Planned Parenthoodwink. Republican Senators Lisa Murkowski and Susan Collins are hell-bent on making sure that your tax dollars bankroll Planned Parenthood and seek to strip a ban from the Senate health-care bill. Alexandra DeSanctis has the story. And here's some of it:

The vast majority of the group's services are related to reproductive issues, not general health. Of the 9.5 million services Planned Parenthood self-reported for the 2015–16 fiscal year, not even 40,000 were family-practice services. In fact, the group treats significantly more urinary-tract infections in a year than it provides general health-care services.

Planned Parenthood provides less than 1 percent of the nation's Pap tests and less than 2 percent of its breast exams and cancer screenings. Despite frequent claims to the contrary, not a single Planned Parenthood clinic has a mammogram machine. And even the reproduction-related services on offer are rather limited: Earlier this year, Live Action team members called 97 Planned Parenthood facilities and found only five that provided prenatal care; the majority of the others repeatedly insisted that the organization doesn't provide prenatal care at all, because it specializes in abortion.

Over at McClatchy newspapers D.C. bureau, Lesley Clark reports that House pro-lifers will not allow Murkowski-Collins to prevail. From her report:

"We've warned the Senate that there's nothing they could do that would blow the health care bill to Mars more than taking the pro-life components out of it," said Rep. Trent Franks, R-Ariz., who signed a Republican Study Committee letter to McConnell outlining the group's concerns. "I think they know if they do, they might as well not vote. It would blow it to smithereens over here."

Twitter Gag. Alexandra also reports that Twitter has blocked the pro-life group Live Action from advertising until it deletes tweets that the company finds "offensive."

The Mighty Have Fallen. This should not surprise you, but Professor Samuel J. Abrams has an interesting piece on just how poorly the "elite" colleges of New England, from Harvard and Yale to Tufts and Amherst, rank when it comes to the amount of "viewpoint diversity one can expect to find on a particular campus."

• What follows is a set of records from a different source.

PR #5245, opened 2019-02-11
bug 1527010: add home page to each locale sitemap

escattone:
This PR adds the home page to each enabled locale's sitemap (e.g., https://developer.mozilla.org/en-US/ is added to https://developer.mozilla.org/sitemaps/en-US/sitemap.xml), and refactors/improves the sitemap tests.

### DIFF
--- a/kuma/wiki/tasks.py
+++ b/kuma/wiki/tasks.py
@@ -18,6 +18,7 @@ from djcelery_transactions import task as transaction_task
 from lxml import etree
 
 from kuma.core.decorators import skip_in_maintenance_mode
+from kuma.core.urlresolvers import reverse
 from kuma.core.utils import chunked
 from kuma.search.models import Index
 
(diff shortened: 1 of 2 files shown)


jwhitlock:
@escattone I'll take a look at this tomorrow or Wednesday. 

I'm curious if it would be less changes to create a new sitemap for homepages and non-wiki pages, named something like ``sitemaps_other.xml``, rather than try to inject the homepage into the locale-based wiki sitemaps, and worry about sitemap size limits.

escattone:
@jwhitlock Yes, great point, I think it would be, and I'm embarrassed that I blindly went down the more complicated rabbit. 🤦‍♂️ I'll work-up an alternative.

escattone:
I'm closing this in favor of #5246. Thanks for the simplification @jwhitlock.

PR #5246, opened 2019-02-11
bug 1527010: add home page to each locale sitemap

escattone:
This PR replaces #5245. It adds the home page to each enabled locale's sitemap (e.g., https://developer.mozilla.org/en-US/ is added to https://developer.mozilla.org/sitemaps/en-US/sitemap.xml), and refactors/improves the sitemap tests.

### DIFF
--- a/kuma/wiki/tests/test_tasks.py
+++ b/kuma/wiki/tests/test_tasks.py
@@ -1,12 +1,13 @@
 from __future__ import with_statement
 
 import os
+import re
 from datetime import datetime
 
-from django.conf import settings
-
+from kuma.core.urlresolvers import reverse
 from kuma.users.models import User
 from kuma.users.tests import UserTestCase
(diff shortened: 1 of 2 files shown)


kuma/wiki/tests/test_tasks.py
```diff
@@ -1,49 +1,70 @@
...
-        with open(sitemap_path, 'r') as sitemap_file:
-            index_xml = sitemap_file.read()
-        for loc in expected_sitemap_locs:
-            assert loc in index_xml
+def test_sitemaps(tmpdir, settings, doc_hierarchy):
+    """
+    Test the build of the sitemaps.
+    """
+    settings.SITE_URL = 'https://example.com'
+    settings.MEDIA_ROOT = str(tmpdir.mkdir('media'))
```
jwhitlock: Nice! 😍 We've been doing it the wrong way for years...

PR #5247, opened 2019-02-11
Bug 1521693: escape angle brackets in redirect link text

davidflanagan:
Our mdn-redirect plugin for CKEditor was creating HTML links without
escaping the angle brackets and ampersands in the link text, which
caused HTML validity problems when trying to create redirect links to
MDN pages that include angle brackets in their title.

This patch replace &, < and > characters with entities.


davidflanagan:
I only changed the last file shown here. All of the other changes were made by the CKEditor build process. I was tempted to just check out the old versions of all the CSS files since they don't need to be modified, but https://kuma.readthedocs.io/en/latest/ckeditor.html says that those changes are expected, so I figured it was safer to just leave them alone.

schalkneethling:
Thanks @davidflanagan - This works for me:

```
'This title includes a & a < and a >, what is the output'.replace(/&/g, "&amp;").replace(/</g, "&lt;").replace(/>/g, "&gt;");
"This title includes a &amp; a &lt; and a &gt;, what is the output"
'This title includes a & a </ and a />, what is the output'.replace(/&/g, "&amp;").replace(/</g, "&lt;").replace(/>/g, "&gt;");
"This title includes a &amp; a &lt;/ and a /&gt;, what is the output"
```

PR #5248, opened 2019-02-12
Bug 1522998: fix the CKEditor save buttons in maximized mode

davidflanagan:
The CKEditor save buttons are enabled and disabled depending
on whether any of the content has changed. The JavaScript to do this
uses a jQuery find() function to locate a ".editor-container" element
within a form, and then dispatches dirty or clean events on that
container element.

This is fine in the normal case, but if the editor is maximized
then the DOM hierarchy changes and there is no .editor-container.
The find() call returns an empty array and the events are dispatched
on the zero elements in that array.

This patch adds a special case: when no container element is found,
we dispatch the required events directly on the form (which is where
the handlers for those events are installed.)

### DIFF
--- a/kuma/static/js/wiki-edit.js
+++ b/kuma/static/js/wiki-edit.js
@@ -565,11 +565,29 @@
         // Keep track of editor dirtiness
         function checkEditorDirtiness() {
             var editorDirty = editor.checkDirty();
+            var $container = $form.find('.editor-container');
 
-            if (editorDirty) {
-                $form.find('.editor-container').addClass('dirty').trigger('mdn:dirty');
+            if ($container.length) {
+                if (editorDirty) {
+                    $container.addClass('dirty').trigger('mdn:dirty');
+                } else {
+                    $container.removeClass('dirty').trigger('mdn:clean');
+                }
             } else {
-                $form.find('.editor-container').removeClass('dirty').trigger('mdn:clean');
+                /*
+                 * When the editor is maximized, the container doesn't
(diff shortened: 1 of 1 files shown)


kuma/static/js/wiki-edit.js
```diff
@@ -565,11 +565,27 @@
...
+                }
             } else {
-                $form.find('.editor-container').removeClass('dirty').trigger('mdn:clean');
+                // When the editor is maximized, the container doesn't
+                // exist in the form, but we still need to fire mdn:dirty
+                // and mdn:clean events to enable and disable the save
+                // buttons in the editor. Fortunately, those events are
+                // handled on the form, and we can trigger the events
+                // directly on the form in this case. In this case we don't
+                // bother with adding and removing the 'dirty' class.
```
schalkneethling: Nit: I would suggest using JSDoc multiline comment style here:

```
/* When the editor is maximized, the container doesn't
   exist in the form, but we still need to fire mdn:dirty
   and mdn:clean events to enable and disable the save
   buttons in the editor. Fortunately, those events are
   handled on the form, and we can trigger the events
   directly on the form in this case. In this case we don't
   bother with adding and removing the 'dirty' class. */
```

davidflanagan: Done

schalkneethling: Thanks!

schalkneethling:
I just need to pull this one down and test it locally, but the code looks good. Thanks @davidflanagan

PR #6356, opened 2020-01-17
Limit wiki syntax highlighting to #wikiArticle

### LINKED ISSUE #6355: Syntax Highlighting shouldn't be applied while localizing
**Summary**
Wiki:
While localizing a doc with code blocks, English document ("_origin_") gets syntax highlighted.

This behaviour complicates localization as one can't simply copy and paste said code blocks. All those Prism `<span>`s gets copied to the CKEditor. ("_target_")

Note: Edit page doesn't even have any Prism stylesheets.

**Steps To Reproduce (STR)**

1. Open any doc with one or more example code blocks.
2. Go to any localized versions. Press edit and copy one of the code blocks from _origin_.
3. Paste to _target_ doc. View _target_ doc as source.

**Actual behavior**
Unnecessary `<span>`s are added to _target_ source.
주석 2020-01-18 020836
주석 2020-01-18 020836-2

**Expected behavior**
Prism not applied to _origin_.

alattalatta:
Fixes #6355

This should limit unnecessary highlighting applied while localizing a document with code examples.

It will also reduce this left padding below, which is for line numbers.

주석 2020-01-18 022925

### DIFF
--- a/kuma/static/js/wiki.js
+++ b/kuma/static/js/wiki.js
@@ -62,7 +62,7 @@
     /*
         Syntax highlighting scripts
     */
-    if ($('article pre').length && ('querySelectorAll' in doc)) {
+    if ($('#wikiArticle pre').length && ('querySelectorAll' in doc)) {
         if (mdn.assets && mdn.assets.js.hasOwnProperty('syntax-prism')) {
             (function() {
                 mdn.assets.js['syntax-prism'].forEach(function(url, index, array) {


peterbe:
Do you have a URL to demonstrate this on?

peterbe:
Yeah, you end up with HTML like this:
Screen Shot 2020-01-17 at 4 37 26 PM

When it should be more like this:
Screen Shot 2020-01-17 at 4 38 09 PM

Your fix fixed it.

PR #6358, opened 2020-01-19
Fix gap left from Edge Mobile in compat data table

vinyldarkscratch:
Last year, BCD had made the decision to remove Edge Mobile from the compatibility data tables, as a) the platform it runs on is deprecated, and b) many users have been confused about whether it referred to the Windows Mobile version (the correct answer), or the iOS/Android versions.  We have already purged Edge Mobile from the entire repository, however a small column-sized gap was left in the table:

Screen Shot 2020-01-18 at 18 35 58

This PR aims to fix this styling issue by reducing the column count by one for the "web" and "js" table types (essentially, the two table types that initially displayed Edge Mobile):

Screen Shot 2020-01-18 at 18 40 15

### DIFF
--- a/kuma/static/styles/components/compat-tables/_vars.scss
+++ b/kuma/static/styles/components/compat-tables/_vars.scss
@@ -43,12 +43,12 @@ $bc-mobile-browser-width: 220px;
 
 $table-types: (
 	web: (
-		size: 13,
+		size: 12,
 		feature-name-width: 200px,
 		platform-border: (8)
 	),
 	js: (
-		size: 14,
+		size: 13,
 		feature-name-width: 200px,
 		platform-border: (8, 15)
 	),


peterbe:
@vinyldarkscratch Pardon my ignorance but how does this correlate to pages whose BCD table includes NodeJS?
Like https://developer.mozilla.org/en-US/docs/Web/JavaScript/Reference/Global_Objects/String/matchAll#Browser_compatibility

vinyldarkscratch:
Edge Mobile was also included in JavaScript tables, so there's a gap present on them as well:

image

(Note: you can see the gap if you resize your browser window to be between 768px and 1200px -- smaller and larger screens render the table fine.)

peterbe:
How do I reproduce the problem? I clicked around bunch of pages to see the wide gap which I then would expect to disappear when I try your git branch.

vinyldarkscratch:
To reproduce:

- Head over to any page that contains a BCD table (aside from webextensions)
- Resize your browser so its width is in between 960px and 1200px
- You should see a small column-sized gap in the table at the end

PR #6360, opened 2020-01-20
Switch to async GA tag

### LINKED ISSUE #6253: P1 - Switch to async GA tag
From https://developers.google.com/analytics/devguides/collection/analyticsjs/#alternative_async_tag

*"The alternative async tag below adds support for preloading, which will provide a small performance boost on modern browsers, but can degrade to synchronous loading and execution on IE 9 and older mobile browsers that do not recognize the async script attribute. Only use this tag configuration if your visitors primarily use modern browsers to access your site."*

That's us!

So, instead of 
```
<script>
(function(i,s,o,g,r,a,m){i['GoogleAnalyticsObject']=r;i[r]=i[r]||function(){
(i[r].q=i[r].q||[]).push(arguments)},i[r].l=1*new Date();a=s.createElement(o),
m=s.getElementsByTagName(o)[0];a.async=1;a.src=g;m.parentNode.insertBefore(a,m)
})(window,document,'script','https://www.google-analytics.com/analytics.js','ga');

ga('create', 'UA-XXXXX-Y', 'auto');
ga('send', 'pageview');
</script>
```

we switch to 
```
<script>
window.ga=window.ga||function(){(ga.q=ga.q||[]).push(arguments)};ga.l=+new Date;
ga('create', 'UA-XXXXX-Y', 'auto');
ga('send', 'pageview');
</script>
<script async src='https://www.google-analytics.com/analytics.js'></script>
```
which means that when the browser sees that second script tag it can start to download the file before it starts executing the (second) script tag.

mindy:
Not sure if this is the best way, but ended up having to insert this dynamically because I wanted to respect `Mozilla.dntEnabled()`.

Closes #6253

### DIFF
--- a/jinja2/includes/google_analytics.html
+++ b/jinja2/includes/google_analytics.html
@@ -5,13 +5,15 @@
     {%- set GA_FILE = 'analytics_debug' if settings.DEBUG else 'analytics' %}
     // only load GA if DNT is not enabled
     if (Mozilla && !Mozilla.dntEnabled()) {
-        (function(i,s,o,g,r,a,m){i['GoogleAnalyticsObject']=r;i[r]=i[r]||function(){
-        (i[r].q=i[r].q||[]).push(arguments)},i[r].l=1*new Date();a=s.createElement(o),
-        m=s.getElementsByTagName(o)[0];a.async=1;a.src=g;m.parentNode.insertBefore(a,m)
-        })(window,document,'script','https://www.google-analytics.com/{{ GA_FILE }}.js','ga');
-
+        window.ga=window.ga||function(){(ga.q=ga.q||[]).push(arguments)};ga.l=+new Date;
         ga('create', '{{ settings.GOOGLE_ANALYTICS_ACCOUNT }}', 'mozilla.org');
         ga('set', 'anonymizeIp', true);
+
+        const gaSrc = 'https://www.google-analytics.com/{{ GA_FILE }}.js';
+        const gaScript = document.createElement('script');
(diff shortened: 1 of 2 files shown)


peterbe:
This is not my review but I do wonder if this PR is "missing the point" :)
The difference between:
```html
<script async src="/foo.js"></script>
```
and 
```html
<script>
var s = document.createElement('script')
s.src = '/foo.js'
s.async = true
document.head.appendChild(s);
</script>
```
is that the browser can't see, before it starts executing things, that it's *going* to need to download `$currenurl/foo.js`. 

Browsers will look over the HTML it's about to execute. If the HTML references things it can start a thread to prepare the download of those things so that when it comes time to "execute the HTML" some of those things that will be needed might already have been downloaded and prepared. 

In the second example, where it runtime injects a script tag dependency, that downloading and parsing won't start to happen until all the HTML has been fully parsed and the browser is now "pre-rendering" the page. 

Would you mind exploring this a little deeper? I love the intent that we do Google Analytics the right way so that DNT is fully respected. It's honestly a topic I'm less confident around. 

But it's important to get these bits right because the correct way to do GA tracking is very important to us. And the day we switch away from Jinja templates and have a more "jamstack" platform we won't be able to use runtime server variables in the script code.

peterbe:
To follow up from Slack; if you wrap the `ga('create', '{{ settings.GOOGLE_ANALYTICS_ACCOUNT }}', 'mozilla.org')` line with a `dntEnabled` check, you get the best of both worlds.

PR #6369, opened 2020-01-22
Remove focus outline on modal

### LINKED ISSUE #6339: Hide focus ring on modal - Auth
In general, I would oppose removing the focus ring that browsers add to the item that is currently focused or active but, in the case of the modal "window" itself when opened, I would not be so opposed ;p

With that said, we should use https://developer.mozilla.org/en-US/docs/Web/CSS/:focus-visible so that in supporting browsers at least, the focus ring would still be drawn for keyboard users.

mindy:
Closes #6339

### DIFF
--- a/kuma/static/styles/minimalist/components/_auth-providers.scss
+++ b/kuma/static/styles/minimalist/components/_auth-providers.scss
@@ -6,6 +6,15 @@
         margin: 60px auto;
     }
 
+    &:focus {
+        outline-style: none;
+    }
+
+    &:focus-visible {
+        outline: 5px auto #e59700; // linux and windows
+        outline: 5px auto -webkit-focus-ring-color; // everyone else
+    }
+
     .auth-button-container {
         margin: 0 auto;
         width: 350px;
--- a/kuma/static/styles/minimalist/components/_auth-providers.scss
+++ b/kuma/static/styles/minimalist/components/_auth-providers.scss
@@ -12,7 +12,7 @@
 
     &:focus-visible {
         outline: 5px auto #e59700; // linux and windows
-        outline: 5px auto -webkit-focus-ring-color; // everyone else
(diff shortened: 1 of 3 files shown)


kuma/static/styles/minimalist/components/_auth-providers.scss
```diff
@@ -6,6 +6,15 @@
...
     }
 
+    &:focus {
+        outline-style: none;
+    }
+
+    &:focus-visible {
+        outline: 5px auto #e59700; // linux and windows
+        outline-color: -webkit-focus-ring-color; // everyone else
+    }
```
schalkneethling: Thanks so much for doing this @mindy. In this instance, perhaps it is better to just remove that outlined style on the modal entirely. For one thing, the browser support for `:focus-visible` is not great yet https://developer.mozilla.org/en-US/docs/Web/CSS/:focus-visible#Browser_compatibility, although generally I would be in favor of adding it anyhow.

Perhaps it is not needed on the modal itself as much seeing that the interaction flow suggested that, that is where the focus is moved. The other thing is `stylelint` does not know about the pseudo class(yet) and so linting fails(https://travis-ci.org/mdn/kuma/jobs/640659152#L293). We can get around that by disabling `stylelint` for this block, but perhaps all of that is simply not needed.

We do have proper focus states on the buttons as well as the close icon when they receive focus, and once the modal is open, tab order is trapped inside the modal so, we should be good.

What are your thoughts?

mindy: I think that's a good call, especially since, as you mentioned, we have proper focus states on the elements within the modal. 

I upgraded stylelint to the latest version (13.0.0) so we should be okay (at least running it locally) if we do want to add the focus-visible class in the future!

PR #6371, opened 2020-01-23
Do not show avatar transition on signup

### LINKED ISSUE #6367: Mugshot only shown during submission
To explain what's happening...
When I press "Create Profile" it starts submitting the form and you can't see it (in this screencap) but the browser indicates that it's loading. 
Right after pressing that button, the dino head changes to my mugshot from my Google account. Just for a brief moment until the form realizes I didn't fill it in properly so it needs to reload but with the form validation errors highlighted in red. 
Screen-Recording-2020-01-22-at-4 08 00-PM

Perhaps *my* face is NOT supposed to appear on the sign up landing page at all. And only for that split second when I'm submitting form. If so, it's weird because it flashes.

schalkneethling:
Fix #6367


schalkneethling:
@peterbe Will update this based on your last comment on the issue. I guess the current implementation was based on the original design that showed the Auth providers logo used for the image of step 2. It does make sense to just show your avatar when we have it, and we do have it.

peterbe:
I'm not sure what's supposed to happen. This is what I see after I come back from Google's Account page:
Screen Shot 2020-01-24 at 2 11 04 PM

Still no checkmark or my Gmail mugshot.

peterbe:
If I press the "Create Profile" button this happens:
Screen Shot 2020-01-24 at 2 13 01 PM

The checkbox got added on the dino icon. No idea what that means (... from a user point of view).

peterbe:
Ultimately, I think I should see my Gmail mugshot. That would be a nice indicator demonstrate that my Google authentication at least recognized me.

schalkneethling:
> ACTUALLY! I wonder if the bug I saw was related to this change. Perhaps not but I'd rather be careful.

How is it that you have not username? That is problematic though for sure.

schalkneethling:
> How is it that you have not username?

I know the answer to this now :)

schalkneethling:
@peterbe updated.

schalkneethling:
Also addresses items in https://github.com/mdn/kuma/issues/6370

schalkneethling:
@peterbe We good here?

kuma/static/js/components/user-signup/signup.js
```diff
@@ -4,74 +4,73 @@
...
-            mdnProfileImgContainer.classList.add('checked');
-            mdnProfileImg.classList.add('animate');
-
-            mdnProfileImg.onanimationend = function() {
-                form.submit();
-            };
-        });
+        for (var i = 0, l = errors.length; i < l; i++) {
+            errors[i].classList.add('hidden');
+        }
```
peterbe: Man, I miss jQuery. But you should probably just do `errors.forEach(function(error) { error.classList.add('hidden') }` instead of this loop.

peterbe: Actually. Ignore that. It wouldn't really change anything.

kuma/users/jinja2/socialaccount/includes/change_email_address.html
```diff
@@ -1,4 +1,5 @@
 <div id="change-email-container" class="hidden">
     <label for="{{ form.email.id_for_label }}" class="visually-hidden">{{ default_email }}</label>
     {{ form.email }}
+    <div id="{{ form.email.id_for_label }}-error" class="error hidden">{{ _('The email field is required.') }}</div>
```
peterbe: I don't understand why this is needed. First of all, doesn't the `{{ form.email }}` produce something like `<input name="email" required ...>` so that should take care of protection against omission. 
Second, if the user did type something that gets sent (e.g. `''` or `'usernamethatsalreadytaken'`) the `{{ form.email }}` 's own error handling should be able to display that.

schalkneethling:
> I'm sorry for being an ass but what does even mean that the Google logo becomes greyscale?
> The little green checkbox feels like an accomplishment, but I'm still not seeing the point of making the Google logo greyscale.
> 
> 1. Sign in and arrive on the "Create profile" page.
> 2. Click "change username"
> 3. Change the username to an empty string.
> 4. Click "Create profile"
> 
> This happens:
> Screen Shot 2020-02-07 at 12 25 22 PM
> 
> I.e. the whole username piece disappears.
> 
> Here's a bug though.

The greyscale was a request from Kadir/original design that I overlooked originally:
https://github.com/mdn/kuma/issues/6370#issuecomment-578500625

> The little green checkbox feels like an accomplishment

Kinda why I suggested the copy under the logo should read `1. Authorized with Google` and not `1. Authorize with Google`, but is a minor detail perhaps.

kuma/users/jinja2/socialaccount/includes/change_email_address.html
schalkneethling: You are correct, and I was considering removing the email portion of the validation. Perhaps I was trying to be consistent or had an edge case in mind. That must have been a super sharp edge though. Let me think through this again and remove it if it serves no real purpose.

schalkneethling:
> Here's a bug though.

Dang it! :)

schalkneethling:
> * Sign in and arrive on the "Create profile" page.
> 
> * Click "change username"
> 
> * Change the username to an empty string.
> 
> * Click "Create profile"

@peterbe I tried these steps to reproduce but this is what I get:

<details>
<summary>Screen recording</summary>
create-account
</details>

peterbe:
I don't know what but I can't reproduce it myself either anymore.

kuma/users/jinja2/socialaccount/includes/change_username.html
```diff
@@ -1,4 +1,5 @@
 <div id="change-username-container" {% if is_hidden %}class="hidden"{% endif %}>
     <label for="{{ form.username.id_for_label }}" class="visually-hidden">{{ form.username.label }}</label>
     {{ form.username }}
+    <div id="{{ form.username.id_for_label }}-error" class="error hidden">{{ _('A username is required.') }}</div>
```
peterbe: I still don't get it with these. If I try to submit the form with an empty username this happens:
Screen Shot 2020-02-10 at 11 43 39 AM
So how do you possibly benefit from this line here?

schalkneethling: How do you even get into that state 🤣 Did you add `novalidate` to the form? Also, how is the descriptive copy below the input field red? Hmm actually, it seems like the label, (server validation)error message, input field, and the descriptive copy is all inside a container with an `error` class.

Could you add the steps to reproduce? Thanks, Peter

peterbe: The native web form `required` on the `<input>` is easy to bypass. Just type an empty string (or even many spaces to empty string) into the form and submit. That'll send it into Django and thankfully, somewhere in our Django form handling, we do `username = username.strip()` before the validation kicks in.

schalkneethling: Gotcha!

schalkneethling: Ok, this is resolved as well. I removed the `error` class that was adding to the containing list element so, the styling will not be correct when a server error is returned.

With regards to the JS and the error message you are referring to here, I added a `trim` to the string that I should have done from the start so, now it should let you submit an empty username field.

As for the reason this was all added. There is/was? a scenario where you can land on the signup page with an empty username. In those instances, clicking "create profile" just seemed to do nothing as the actual input field was hidden.

This ensures that the field is made visible and an error message is presented to the user.

schalkneethling:
@peterbe updated. I believe we are ready to roll 🎢

schalkneethling:
> I think a lot of these problems stem from the fact that the forms can either be fully hidden, half-hidden or fully visible depending on the user having clicked "change username/email". That's why we have these bipolar attempts at hiding and unhiding and adding and removing .error to class lists.

I agree and also think this might have been over-designed. Having the input field visible and editable by default makes it just so much easier to change the value if you care. If you don't, then whether it is displayed as plain text or not makes no difference.

> Like, why does there even need to be a hyperlink that isn't a hyperlink that I have to press just to see the username and email form? Why can't it just always be plainly visible?

By design.

> By the way, I dislike using links for what should be buttons. (I know, from inspecting the DOM that's actually a <button> styled to appear like a hyperlink). It makes me have to think "Oh, do I need to go to some other page to change my username/email? Why can't I do that here? Why can't I open that link in a new tab????!"

I agree and also have a strong preference for buttons being and looking like buttons. I have made some calls on other aspects but was asked(told) not to so...

> We still don't even know if https://bugzilla.mozilla.org/show_bug.cgi?id=1614273 is related to this

I believe a minor portion of it does actually. This PR has really gotten ugly though. At this point, I am thinking we should abandon it and I can split this out into a couple of smaller, more focused changes(user stories) and then open separate pull requests for those.

That way we can also question some of the design decisions. Let me know your thoughts on this.

schalkneethling:
As mentioned here[https://github.com/mdn/kuma/pull/6371#issuecomment-585575003] and then discussed on Slack, let's close out this PR and refocus around some smaller issues.

I will go ahead and create those and start the process of creating new pull requests for review. Thanks so much for all of your feedback here @peterbe

tobinmori:
@atopal and @malqinneh you might be interested in - there's some design feedback here that we can circle back to later, but in the interest of expediency we're closing this out, and we'll document those in a sep. ticket.

atopal:
@tobinmori who is creating those tickets? Can we link them from here?

schalkneethling:
> @tobinmori who is creating those tickets? Can we link them from here?

I am :) I will be sure to link them here. Below is the first one:

- https://github.com/mdn/kuma/pull/6487 for issue
- https://github.com/mdn/kuma/issues/6483

schalkneethling:
Auth provider logos should be grayscale
- https://github.com/mdn/kuma/issues/6500

tobinmori:
many thanks @schalkneethling!

schalkneethling:
And here are the last couple of spinoff issues:

- https://github.com/mdn/kuma/issues/6511
- https://github.com/mdn/kuma/issues/6512
- https://github.com/mdn/kuma/issues/6513
- https://github.com/mdn/kuma/issues/6514

Some require input others just need doing 😃

PR #6384, opened 2020-01-31
Update Jinja-related dependencies

callahad:
All changelogs indicate minor updates; should be good if tests pass.

Unpinned `markupsafe` from `pyproject.toml` since we don't use it
directly; it's only present as a `jinja2` dependency.

- Updating babel (2.2.0 -> 2.8.0)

Programming Notes. Please subscribe to NR magazine, in the print or digital versions#...#lots of people are still giving to the Spring Webathon (God bless you!) and you can send a few bucks NR's way here#...#I am going to cry if you don't buy a copy of Al Felzenberg's magnificent new biography, A Man and His Presidents: The Political Odyssey of William F. Buckley Jr.#...#There is a Queen Mary 2 cabin waiting for your reservation on the National Review 2017 Trans-Atlantic Crossing.

I yearn for a simpler time. Back in the day when I was the delivery boy on Tony Spagnuola's fruit-and-vegetable truck (serving the little old ladies of Yonkers and Woodlawn in The Bronx, making sure they had their weekly fill of plums and potatoes), the radio was set to WOR-AM, and Bob and Ray were on in the late afternoons, and every Friday they would play the silly old tune, "Run Rabbit Run." Well, it was said to be Churchill's favorite, so if it was good enough for Winston, it's good enough for us this last day of June. Listen to it here.

We'll meet again. I don't know where and I don't know when, but I am sure we are going to meet again, probably on some sunny day.

God bless,

Jack Fowler

P.S.: No P.S. today!

June 30 2017

VISIT NATIONALREVIEW.COM

Ending June with a Bang at NR

Jack Fowler

Dear Jolters,

June ends with a bang. But to your ears, it should end with the smooth sounds of Charlie Cooke and Kevin Williamson — now up on NRO (and iTunes et al.) is the latest episode of Mad Dogs and Englishmen, in which the Bearded Ones talk minimum-wage madness and much more.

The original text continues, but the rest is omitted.